Die Stütze sitzt richtig, wenn sie die natürliche Wölbung des unteren Rückens gleichmäßig ausfüllt. Sie darf weder gegen den Beckenkamm drücken noch den Oberkörper nach vorn schieben.
Ist eine starke Lordosenstütze besser?
Nein. Eine zu starke Stütze kann punktuellen Druck erzeugen und den Oberkörper nach vorn bewegen. Beginnen Sie mit einer niedrigen Einstellung und erhöhen Sie den Druck nur so weit, wie es sich stabil und angenehm anfühlt.

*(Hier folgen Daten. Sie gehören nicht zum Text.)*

PR #5034, opened 2025-04-24
[A11y] Improve customer account forms

wiffbi:
The forms for customer accounts (create, login, reset-password, etc.) all were set using the `DefaultRenderer`, which did not include any of the a11y-improvements we made with `CheckoutFieldRenderer`. This PR changes the customer forms to use the `CheckoutFieldRenderer`, which causes the forms to be a horizontal layout. It is not ideal for every form, especially the ones with longer labels (e.g. in the register form with „What is the result of X +Y?"), but IMHO it is a good compromise and now the forms are visually more like other presale-checkout forms.

Before:
Bildschirmfoto 2025-04-24 um 08 00 33

After:
Bildschirmfoto 2025-04-24 um 13 32 52

### DIFF
--- a/src/pretix/presale/forms/customer.py
+++ b/src/pretix/presale/forms/customer.py
@@ -32,7 +32,6 @@ from django.contrib.auth.password_validation import (
 )
 from django.contrib.auth.tokens import PasswordResetTokenGenerator
 from django.core import signing
-from django.urls import reverse
 from django.utils.functional import cached_property
 from django.utils.html import escape
 from django.utils.translation import gettext_lazy as _
@@ -45,6 +44,7 @@ from pretix.base.forms.questions import (
 from pretix.base.i18n import get_language_without_region
 from pretix.base.models import Customer
 from pretix.helpers.http import get_client_ip
+from pretix.multidomain.urlreverse import build_absolute_uri
 
 
 class TokenGenerator(PasswordResetTokenGenerator):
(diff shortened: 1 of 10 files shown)


raphaelm (changes requested):
I think it's weird to have a form in a panel and then the buttons outside of the panel. Looks like the buttons don't belong to the login form, especially with the spacing or when SSO buttons are added:

image

Also, the "Create account" button feels very invisible when SSO is active, which is probably not a new problem but is emphasized by moving the password reset:

What do you think about this:

image

raphaelm:
> Hm, we do not have the submit-button-row inside the panel anywhere in presale (and in control AFAIK). I would like to place them consistently, although especially with these smaller panels and short forms, it looks a bit to far from the form.

We also have primary action buttons in panels, e.g. in the cart:

image

In the checkout process, the panels function as something like a fieldset, grouping various fields of a big form together. In almost all cases, there are at least theoretically multiple panels above the button group.

Here, the panel does not really function as a grouping of fields, as there are only two fields which are grouped together. The panel looks a lot more like a border around the entire form and then… the buttons are missing.

I'm okay with taking the SSO buttons below the panel, but I really feel that the login button belongs within the panel, grouped with the username/password fields.

wiffbi:
I will move the buttons inside, I think with providers being `.btn-default` and outside of the panel that might be the perfect solution! Thanks for pointing it out! :) I will also look into the other forms in the customer area, they all have the buttons outside the panel and probably should have them inside.

wiffbi:
Just for it not being over-read: regarding your suggestion for the „create account“ link having a `.btn-default` style, I think it is misleading styling the link inside a form context as a button, as it suggests, it is a secondary submit-button and creates the account with the email and password from above. That is why I tried to keep it as a text-link.

raphaelm:
Okay, fine with me!

PR #5044, opened 2025-04-27
Add option to send emails to all attendees

juelg:
Let's the admin configure whether emails should be sent to all attendees including attendees that have the same email as the order. This allows the usage of placeholders that are position specific e.g. position secrets to be sent to all including the person that ordered the ticket.

For context:
We are currently integrating pretix as our presale solution into [StuStaPay](https://github.com/stustapay/stustapay), an opensource festival payment solution. We would like to allow our customers to be able to login to our customer portal to charge their payment account right after they have payed their ticket. For that we link the pretix position secret with the customer accounts in StuStaPay and allow our customers to login with it. A [special plugin](https://github.com/stustapay/pretix_placeholders) has been developed to access position secrets in email placeholders. The problem is that placeholders only have access to the position attributes in the attendee emails and not the normal confirmation mails. Activating attendee emails and configuring our instance to require the email address from each attendee lead emails only been sent to attendees that have a different email address than the purchaser. This option is probably implemented to reduce the amount of emails, but in our case the purchaser themself would not receive the login link.

Therefore, we decided to implement a new option that allows to sent the attendee emails to all attendees including the purchaser. We only require this option for the payment conformation, but implemented it also for they other emails for consistency.


raphaelm:
Thank you for the PR! We've discussed this in the team and are undecided whether we want to merge this into mainline pretix. On one hand, we see that it is useful, on the other hand, we are quite unhappy about the user experience of adding more fine-grained checkboxes into this already complex settings view. We feel that this would more belong towards the top of the page as a general selection affecting all emails, but that is in contradiction with "send emails to attendees" being an per-template choice in the first place. I currently do not have a good idea on how to best proceed.

juelg:
Thanks for the reply. I understand your point with the user experience. How about we replace both checkboxes with a new single dropdown menu which would have the options "no email to attendees", "email to attendees with different email address" and "email to all attendees"? The use experience would be similar to before and the unnecessary case where the "email_all_attendees" is set to true but "email_attendees" is set to false would then no longer be possible.

juelg:
@raphaelm any opinion on my suggestion or updates on your team discussion? If you agree, I'd be happy to implemented the required changes :)

raphaelm:
I think something like this might happen some day, but the implications are too unclear. Closing this PR because we are drowning a little in open PRs and it's not a priority. It's still around if we need it.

Ist Netzgewebe oder Schaumstoff besser für den unteren Rücken?
Das Material allein entscheidet nicht über die Passform. Hochwertiges Netzgewebe ist luftdurchlässig und flexibel, während Schaumstoff einen stärker gepolsterten Kontakt bietet. Wichtiger sind Position, Form, Einstellbereich und Druckverteilung.
Kann eine Lordosenstütze Ischiasbeschwerden behandeln?
Nein. Eine Lordosenstütze behandelt keine Ursache von Ischiasbeschwerden. Sie kann eine komfortablere Sitzposition unterstützen, anhaltende oder ausstrahlende Beschwerden sollten jedoch medizinisch abgeklärt werden.
Brauchen große Menschen immer einen High-Back-Bürostuhl?
Nicht immer. Entscheidend sind die tatsächliche Rückenlehnenhöhe, die Rumpflänge und der Verstellbereich der Lordosenstütze. Ein hoher Rücken ist nur hilfreich, wenn die Stützzonen an den richtigen Stellen sitzen.
Fazit: Anpassbarkeit ist wichtiger als maximale Stützkraft
Die richtige Lordosenstütze passt zur Rumpflänge, Rückenform, Sitzposition und persönlichen Druckempfindlichkeit. Höhen- und Tiefenverstellung, flexible Stützelemente oder mehrere Stützzonen erweitern den Anpassungsbereich.
Prüfen Sie die Lordosenstütze immer zusammen mit Sitzhöhe und Sitztiefe. Vergleichen Sie anschließend unterschiedliche Systeme, beispielsweise die HBADA X7 und E3 Modelle, anhand Ihrer Körperproportionen und bevorzugten Sitzweise.